Dieser hässliche, abgesplitterte Nagellack erinnert mich aus dem Universum daran, dass ich innehalten und atmen und etwas nur für mich tun muss, und das tue ich nicht Gemeint sind grundlegende Dinge wie alleine schlafen oder pinkeln oder Kaffee trinken, solange es heiß ist. Ich meine, etwas Angenehmes zu tun, nur um mich glücklich zu machen. Die Tränen, die mir während meines Zusammenbruchs in die Augen strömten, waren sicherlich unerwartet und untypisch für mich, aber wenn ich innehalte und wirklich darüber nachdenke, waren sie überfällig. It’s like that airplane rule, you gotta give yourself oxygen first so that you can give it to those around you. Ich habe mir selbst keinen Sauerstoff gegeben.
Am Ende habe ich den abgesplitterten Nagellack noch ein paar Tage einwirken lassen, weil mir die kleine Erinnerung an mich selbst auf meinen Fingerspitzen gefiel. Eine Erinnerung daran, mir so schnell wie möglich etwas Sauerstoff zu geben. Ich war mir nicht sicher, wie meine Zeit aussehen würde, aber ich wusste, dass ich etwas brauchte.
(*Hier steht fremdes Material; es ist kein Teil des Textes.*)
PR #333, opened 2025-11-04
Real-time decoding support

bmhowe23:
This PR adds support using our decoders in a real-time, online environment, where the decoders are running on a low-latency connection to a real QPU. The decoder corrections (calculated in the classical computer) can be sent back to a live CUDA-Q program (running on the quantum computer) during the quantum program's execution. Additionally, one can run the decoder(s) in a simulated environment where real-time decoding occurs in the simulation context (i.e. on the user's desktop).

### DIFF
--- a/libs/qec/CMakeLists.txt
+++ b/libs/qec/CMakeLists.txt
@@ -226,3 +226,20 @@ if (QEC_EXTERNAL_DECODERS)
     add_target_libs_to_wheel(${LIB_FILE})
   endwhile()
 endif()
+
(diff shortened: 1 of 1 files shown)


bmhowe23:
These CI failures are expected in the current state. They will be addressed in a follow-up PR. It builds just fine in Docker; there are just a few tests that need to be tweaked for the public GitHub environment.

Hence, I will be merging this now.

Also, noting for posterity's sake: these changes were reviewed offline.

PR #341, opened 2025-11-06
Script and config updates in preparation for 0.5.0

bmhowe23:
This includes:

* Bumping cuda-quantum wheel dependencies from 0.12 to 0.13.
* Updating the GitHub build scripts to accept draft release artifacts that *only* hold the nv-qldpc-decoder (as opposed to duplicates of the things that are built on the public repo).
* Adds CUDA 13 to .github/workflows/all_libs_release.yaml
* Update some of our tests to not fail if they are nv-qldpc-decoder tests that are being run in a CPU-only environment (like some of our GitHub scripts do)

### DIFF
--- a/.github/workflows/all_libs.yaml
+++ b/.github/workflows/all_libs.yaml
@@ -106,7 +106,10 @@ jobs:
           LD_LIBRARY_PATH: ${{ env.MPI_PATH }}/lib:${{ env.LD_LIBRARY_PATH }}
         shell: bash
         run: |
-          pip install numpy pytest cupy-cuda${{ steps.config.outputs.cuda_major }}x cuquantum-cu${{ steps.config.outputs.cuda_major }} torch lightning ml_collections mpi4py transformers quimb opt_einsum torch nvidia-cublas cuquantum-python-cu${{ steps.config.outputs.cuda_major }}==25.09
+          # Install the correct torch first.
+          cuda_no_dot=$(echo ${{ matrix.cuda_version }} | sed 's/\.//')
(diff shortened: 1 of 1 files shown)


.github/workflows/all_libs_release.yaml
```diff
@@ -121,7 +128,18 @@ jobs:
       - name: Install python requirements
         env:
           LD_LIBRARY_PATH: ${{ env.MPI_PATH }}/lib:${{ env.LD_LIBRARY_PATH }}
-        run: pip install numpy pytest cupy-cuda${{ steps.config.outputs.cuda_major }}x cuquantum-cu${{ steps.config.outputs.cuda_major }} torch lightning ml_collections mpi4py transformers quimb opt_einsum torch
+        shell: bash
+        run: |
+          # Install the correct torch first.
+          cuda_no_dot=$(echo ${{ matrix.cuda_version }} | sed 's/\.//')
+          pip install torch==2.9.0 --index-url https://download.pytorch.org/whl/cu${cuda_no_dot}
```
melody-ren, line 135: Is this torch installation mod needed for the other workflows? E.g., `all_libs.yaml`?

bmhowe23: Yes, that would probably be a good idea. Based on https://github.com/NVIDIA/cuda-quantum/pull/3579#discussion_r2500905176, it sounds like this might need another revision though, at least to work with the rest of the CUDA-Q dependencies.

bmhowe23: I'd probably like to handle that update separately though. As written, the changes I have (plus your suggestion) are sufficient to get all of our builds built and the tests passing.

PR #494, opened 2026-04-08
  GQE: PyTorch GPU compatibility check, exit/skip test on mismatch

vedika-saravanan:
Description

-  Add cuda_utils helpers; get_device() only uses CUDA when PyTorch can run kernels on the GPU.
-  gqe() prints a stderr message and exits 1 if CUDA is visible but unsupported; otherwise keeps the CUDA warm-up.
-  Wheel/container validation skips gqe_h2 when that check fails (inline python3 -c cuda_utils).
-  Docs updated for this behavior.

  
  NVBug: https://nvbugspro.nvidia.com/bug/6058557


libs/solvers/python/cudaq_solvers/gqe_algorithm/cuda_utils.py
```diff
@@ -0,0 +1,54 @@
+# ============================================================================ #
+# Copyright (c) 2025 - 2026 NVIDIA Corporation & Affiliates.                  #
+# All rights reserved.                                                         #
+#                                                                              #
+# This source code and the accompanying materials are made available under   #
+# the terms of the Apache License 2.0 which accompanies this distribution.     #
+# ============================================================================ #
```
bmhowe23, line 7: Nit: spacing on trailing `#`'s looks like it needs alignment.

vedika-saravanan: I have fixed it. Resolving this comment

bmhowe23 (approved):

vedika-saravanan:
> > Thanks, @vedika-saravanan. The changes look good to me. I submitted https://github.com/NVIDIA/cudaqx/actions/runs/24149524755 (Build wheels) just for good measure.
> 
> The Build Wheels job is still running. I am going to merge this PR anyway. If we find any issues, we can always revert if absolutely necessary. Thanks!!

Thanks @bmhowe23. One suggestion, since we are staying on CUDA 12.6 wheel, it might be useful to have a workflow to run the tests on new architecture. This would help catch compatibility gaps earlier especially before release candidate.

PR #504, opened 2026-04-15
Fix surface code examples for `measure_result` API change

khalatepradnya:
* CUDA-Q removed the default constructor and assignment operators from `cudaq::measure_result` (commit [98ec5c0](https://github.com/NVIDIA/cuda-quantum/commit/98ec5c09d3238919cd7e537786b26058688dd25c)). 
See https://github.com/NVIDIA/cuda-quantum/pull/3800

* The `surface_code-1.cpp` and `surface_code-2.cpp` examples manually concatenated Z and X syndrome measurements using `std::vector` default construction and element-wise assignment, both now deleted operations.

* Replace separate `se_z_ft` and `se_x_ft` functions with a combined `se_zx_ft` that applies both stabilizer gate sets and calls `mz(ancz, ancx)` to produce a single combined vector directly.

* In `surface_code-1.cpp`, restructure the stationary window loop to issue the overlap re-enqueue at the end of the last round rather than the start of the next window, avoiding a default-constructed vector that the `cudaq-quake` bridge rejects.

### DIFF
--- a/libs/qec/unittests/realtime/app_examples/surface_code-1.cpp
+++ b/libs/qec/unittests/realtime/app_examples/surface_code-1.cpp
@@ -270,8 +270,8 @@ __qpu__ void custom_memory_circuit_stabs(
 
   // Handle the stabilizer lock-in round (numRounds == 1)
   if (numRounds == 1) {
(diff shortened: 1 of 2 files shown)


bmhowe23 (approved):
Thanks, @khalatepradnya!

PR #505, opened 2026-04-16
Add optional CUDA graph resource inspection for AI predecoder

wsttiger:
Add ai_predecoder_service::print_graph_resources() that walks the captured cuGraph and reports per-kernel grid/block dims, register usage, shared memory, and launch totals, plus a node-type summary.

Collection is opt-in via a new collect_resources parameter on capture_graph() because it uses the CUDA driver API to introspect TRT kernels, which perturbs primary-context state and breaks DOCA-based GPU-RoCE on the FPGA bridge. Only the software benchmark exposes a --print-graph-resources flag; the FPGA bridge ignores it and prints a warning.

### DIFF
--- a/libs/qec/lib/realtime/graph_resources.cu
+++ b/libs/qec/lib/realtime/graph_resources.cu
@@ -1,0 +1,197 @@
+/*******************************************************************************
+ * Copyright (c) 2026 NVIDIA Corporation & Affiliates.                         *
+ * All rights reserved.                                                        *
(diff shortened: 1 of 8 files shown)


libs/qec/lib/realtime/graph_resources.cu
bmhowe23, line 1: Can this be a .cpp file since there isn't any real CUDA code in here?

PR #507, opened 2026-04-18
Fix ai_decoder_service TRT builder for quantized ONNX (FP8)

wsttiger:
The previous build_engine_from_onnx() path always created a weakly-typed network with createNetworkV2(0) and unconditionally set BuilderFlag::kFP16.  That configuration is correct for FP32/FP16 ONNX but silently miscompiles (or outright crashes) on ONNX files produced by quantization passes: FP8, NVFP4 (untested), and INT8 (untested) Q/DQ graphs require a strongly-typed network so TRT honors the dtypes declared in the ONNX instead of trying to reconcile them against an FP16 hint.

This change:

* Introduces network_typing_override {automatic, weakly_typed, strongly_typed} and an onnx_quant_info struct reporting whether an ONNX contains FP8 / FP4 / INT8 Q/DQ or explicit BF16/FP16 tensors.
* Adds inspect_onnx(), which performs a one-off throwaway TRT parse and walks IQuantizeLayer/IDequantizeLayer outputs plus primary-input dtypes to populate onnx_quant_info.
* In automatic mode, build_engine_from_onnx() inspects the ONNX, creates the network with NetworkDefinitionCreationFlag::kSTRONGLY_TYPED iff requires_strongly_typed(), and sets BuilderFlag::kFP16 only in the weakly-typed branch.  Behavior for unquantized FP32/FP16 ONNX is unchanged (still weakly-typed + FP16 hint).
* Threads network_typing_override through ai_predecoder_service's constructor and adds a --typing {auto|weak|strong} CLI flag on both test_realtime_predecoder_w_pymatching and hololink_predecoder_bridge.
* Adds an --onnx PATH override to the benchmark so non-preset models (e.g. the FP8 variant) can be tested without editing the preset table.

Separately, the driver-side element-size heuristic "(output_bytes == input_bytes + 1) ? uint8 : int32" is replaced by actual TRT tensor volumes via new ai_decoder_service accessors get_input_num_elements() and get_output_num_elements().  The old heuristic happened to give the right answer for the in-tree models but silently halves the detector count for any FP16-IO model.

trt_dtype_size() is replaced by trt_dtype_bits() + trt_tensor_bytes() so sub-byte dtypes (INT4, FP4) and BF16/FP8 are sized correctly, and binding logs report elem_bits instead of elem_size.

Verified end-to-end on GB200 with the d13_r104 predecoder at 500 req/s (2000us rate) over 120s with real syndromes from
/scratch/Ising-Decoding/test_data/9apr2026/10k_shots/p0.003:

                            FP16          FP8
  Density reduction         98.3%        99.0%
  Residual density          0.092%       0.051%
  Pipeline LER              0.00180      0.00130
  Latency p50 / p99 (us)    208 / 370    196 / 345
  PyMatching decode avg     77.3 us      54.2 us

Auto-detect selects strongly-typed for the _fp8.onnx (log line: "Auto-detected ONNX quant signals: fp8=1 ... -> strongly-typed") and stays on the fast weakly-typed + FP16 path for the unquantized ONNX.


wsttiger:
I made this a draft PR because int8 and nvfp4 are untested

libs/qec/unittests/test_ai_decoder_quantized_onnx.cpp
bmhowe23, line 1: Since this file does not have any CUDA kernels (nor should it), can you please rename it to just be .cpp?

wsttiger: Renamed

bmhowe23:
@wsttiger can you please investigate if the CI is running your new tests? I don't think it is.

https://github.com/NVIDIA/cudaqx/actions/runs/26045597566/job/76568838794#step:14:282 (skipped here)
And I don't see it here:
https://github.com/NVIDIA/cudaqx/actions/runs/26045597566/job/76571648950#step:14:7

bmhowe23:
> @wsttiger can you please investigate if the CI is running your new tests? I don't think it is.
> 
> https://github.com/NVIDIA/cudaqx/actions/runs/26045597566/job/76568838794#step:14:282 (skipped here) And I don't see it here: https://github.com/NVIDIA/cudaqx/actions/runs/26045597566/job/76571648950#step:14:7

Pinging on this again, @wsttiger

wsttiger:
Thanks for the ping. I moved `test_ai_decoder_quantized_onnx` into the QEC GPU C++ test selection in CI, so the smoke tests now run from the GPU tests action instead of only being built/skipped in the CPU build/test jobs.

One wrinkle: the CI GPU runners are A100s, and TensorRT reports that FP8 Q/DQ networks require FP8-capable hardware. So the INT8 smoke test runs in CI, while the FP8 runtime/numerics portion now skips on non-FP8 hardware. The FP8 ONNX inspection still runs, and the full FP8 runtime test will run on supported hardware such as GB200.

bmhowe23 (approved):

PR #479, opened 2026-04-01
Add dem_sampling CPU/GPU across C++ and Python

kvmto:
## Summary
- Add `dem_sampling` (C++) with CPU and cuStabilizer-backed GPU paths, and
  expose it through nanobind and Python as `cudaq_qec.dem_sampling` with
  `backend="auto" | "cpu" | "gpu"` and NumPy / PyTorch tensor support
  (incl. CUDA device pointers on the GPU path).
- Tests: new C++ unit tests (`DemSamplingCPU`, `DemSamplingGPU`) and
  `libs/qec/python/tests/test_dem_sampling.py` covering CPU/GPU and
  NumPy/PyTorch inputs.

## Build / packaging
- `FindcuStabilizer.cmake` auto-discovers the library via `CUSTABILIZER_ROOT`,
  `CUQUANTUM_ROOT`, or the active Python environment's `cuquantum-python-cuXX`
  wheel. If missing, CMake errors with a pip install hint.
- `cuquantum-python-cuXX>=26.03.0` is promoted to a core runtime dep of
  `cudaq-qec` (it ships cuStabilizer); `torch` stays optional under
  `tensor_network_decoder` / `all`.
- Built wheels RPATH into the sibling `cuquantum` wheel, so
  `libcustabilizer.so.0` is found without `LD_LIBRARY_PATH`; CI drops the
  previous `CUSTABILIZER_ROOT` / `LD_LIBRARY_PATH` plumbing.

## Test plan
- [ ] C++ `DemSamplingCPU` / `DemSamplingGPU` tests in CI.
- [ ] `test_dem_sampling.py` in CI with CUDA-enabled torch.
- [ ] Wheel builds green on cu12 and cu13.

PR #510, opened 2026-04-20
[enhancement] QEC gpu python tests, follow-up #479

kvmto:
## Summary
Dependent on the merge of PR #479 .

- Add Python GPU test coverage to the QEC GPU CI job (`pr-build-gpu` in `lib_qec.yaml`)
- The GPU job previously only ran C++ tests via `ctest`. Python tests with GPU-dependent code paths (cuQuantum tensor network contractor, DEM sampling GPU backend, TRT decoder inference) were skipped on CPU runners and never executed on GPU runners.
- Install torch (CUDA wheel) and Python test dependencies on the GPU runner
- Add a `pytest` step targeting `test_tensor_network_decoder.py`, `test_dem_sampling.py`, and `test_trt_decoder.py`
- Expand the `ctest` regex to also include `TRTDecoder` C++ tests

## Test plan

- [ ] `pr-build-gpu` job runs successfully on amd64 and arm64
- [ ] "Run GPU Python tests" step shows previously-skipped cuQuantum/CUDA tests now running
- [ ] "Run GPU C++ tests" step includes TRTDecoder tests (amd64)
- [ ] No regressions in existing CPU test jobs (`pr-build`)

### DIFF
--- a/.github/workflows/lib_qec.yaml
+++ b/.github/workflows/lib_qec.yaml
@@ -161,6 +161,11 @@ jobs:
       actions: read
       contents: read
     steps:
+      - name: Checkout repository
+        uses: actions/checkout@v4
+        with:
+          set-safe-directory: true
+
       - name: Download build artifacts
         uses: actions/download-artifact@v4
         with:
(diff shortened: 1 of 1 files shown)


kvmto:
I think it works, the only thing that could be added to the extra gpu tests is to print why some of them were skipped. It could be because the hardware of the runners is not compatible with TRT. Am I overthinking this? @bmhowe23 @ivanbasov

bmhowe23:
> I think it works, the only thing that could be added to the extra gpu tests is to print why some of them were skipped. It could be because the hardware of the runners is not compatible with TRT. Am I overthinking this? @bmhowe23 @ivanbasov

I'm not 100% sure which ones you're referring to, but TRT is unsupported on arm64 + CUDA12, I believe, so that's probably why.

bmhowe23 (approved):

Und dann, eines Abends, nachdem die Kinder eingeschlafen waren, wischte ich den Nagellack ab, goss mir ein heißes Schaumbad ein und saß eine Stunde lang schweigend im Dunkeln. Das heiße Wasser beruhigte meine müden Muskeln und die Stille beruhigte meine Seele. Es war die beste Entspannung, die ich seit Monaten hatte, und ich werde nicht noch einmal so lange warten, bis ich daran denke, mir etwas Gnade zu gönnen.